Он отошел, а я со вздохом взялся за кайло. Планировать площадку было не легче, чем прокладывать шоссе, – и там, и здесь надо было долбить землю. Я любил землю – как, впрочем, и воздух, и небо, и море, – и поминал ее добрым словом в каждом стихотворении, а их писал в тюрьме по штуке на день. Но она не отвечала мне взаимностью. Она была неподатлива и холодна, она лежала под моими ногами, скованная вечной мерзлотой. Лом высекал из нее искры, лопата звенела и гнулась, а я обливался потом. Я только скользил по поверхности этой дьявольски трудной земли, не углубляясь ни на вершок. Глубина мне не давалась. Временами – от отчаяния и усталости – мне хотелось пробивать землю лбом, как стену. Я тогда еще тешил себя иллюзиями, что лоб у меня справится с любой стеной.
Потапов поставил меня в паре с Альшицем ковырять землю. Хандомиров, Прохоров и другие мои товарищи работали в отдалении. На площадку привезли лес, они устраивали дощатые трапы к обрыву, где планировался отвал. Никто и там не развивал энтузиазма – всех возмутило, что Потапов изменил своему слову и не подумал искать работы полегче.
Моя схватка с промерзшим еще тысячелетия назад грунтом была, наверное, не столько забавной, сколько нетактичной.
– Зачем такое усердие? – насмешливо поинтересовался Альшиц. – Не думаете ли вы, что заключенных награждают орденами за производственный героизм?
– Боюсь, вы мечтаете лишь о том, чтобы избежать производственного травматизма, – ответил я, уязвленный. – Неприятно смотреть, как вы чухаетесь. Словно уже три дня не ели.
– Работаем валиком, – согласился Альшиц. – А зачем по-другому? Разве вы не понимаете, что вся эта затея – переквалифицировать нас в землекопов – не только неосуществима и потому бессмысленна, но и вредна? Государству нужна не моя мизерная физическая сила, а мои специальные знания и опыт, если оно не вовсе сдурело, это наше государство, в чем я не уверен!
Он с осуждением и гневом глядел на меня. Не очень рослый, прямой, с тонким красивым лицом, он готовился спорить и доказывать, кричать и браниться. Он схватился не со мною, со всем тем нелепым и непостижимым, что творилось уже несколько лет. Государство остервенело било дубиной по самому себе. Альшиц и здесь, как, вероятно, и на допросах на Лубянке или в Лефортово, готов был одинаково горячо доказывать, что конец будет один, если вовремя не спохватиться…

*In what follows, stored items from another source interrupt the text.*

PR #2757, opened 2024-09-11
Use <DEL> for scroll-down in mu4e-view-mode like in Gnus

manphiz:
* It looks like `<DEL>` does not work in mu4e-view-mode, while it does in mu4e-raw-view-mode which inherits keybindings from view-mode.
* "S-SPC" does not seem to work reliably under terminal either.
* Adding `<DEL>` make it more consistent with existing paging as in info, Gnus, etc.

### DIFF
--- a/mu4e/mu4e-view.el
+++ b/mu4e/mu4e-view.el
@@ -930,6 +930,7 @@ This is useful for advising some Gnus-functionality that does not work in mu4e."
 
     ;; intra-message navigation
     (define-key map (kbd "S-SPC") #'scroll-down)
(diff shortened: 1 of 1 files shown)


manphiz:
Not sure whether this is acceptable but probably worth a try.

Also I'm aware there exists a binding on `<backspace>` for `#'mu4e-scroll-down` but it didn't work for me, probably because I'm mainly under terminal.  If possible, I would suggest for `<DEL>` to be preferred for `scroll-down` to be consistent with other modes.

manphiz:
Understood.  Thanks for clarifying.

Меня не очень интересовала его аргументация. Я, в общем, держался того же взгляда. Я любовался его одеждой. Он был забавно экипирован. Драповое пальто с шалевым бобровым воротником, привезенное из Дюссельдорфа, где Альшиц закупал у Круппа оборудование для коксохимических заводов, было опоясано грязной веревкой, как у францисканского монаха. А на шее, удобно заменяя кашне, болталось серое лагерное полотенце. Высокую – тоже бобровую шапку Альшиц пронес через этапные мытарства, но ботинки «увели» – ноги его шлепали в каких-то неандертальских ичигах, скрепленных такими же веревками, как и пальто. И в довершение всего он держал в руке лом, как посох – уткнув острием в землю.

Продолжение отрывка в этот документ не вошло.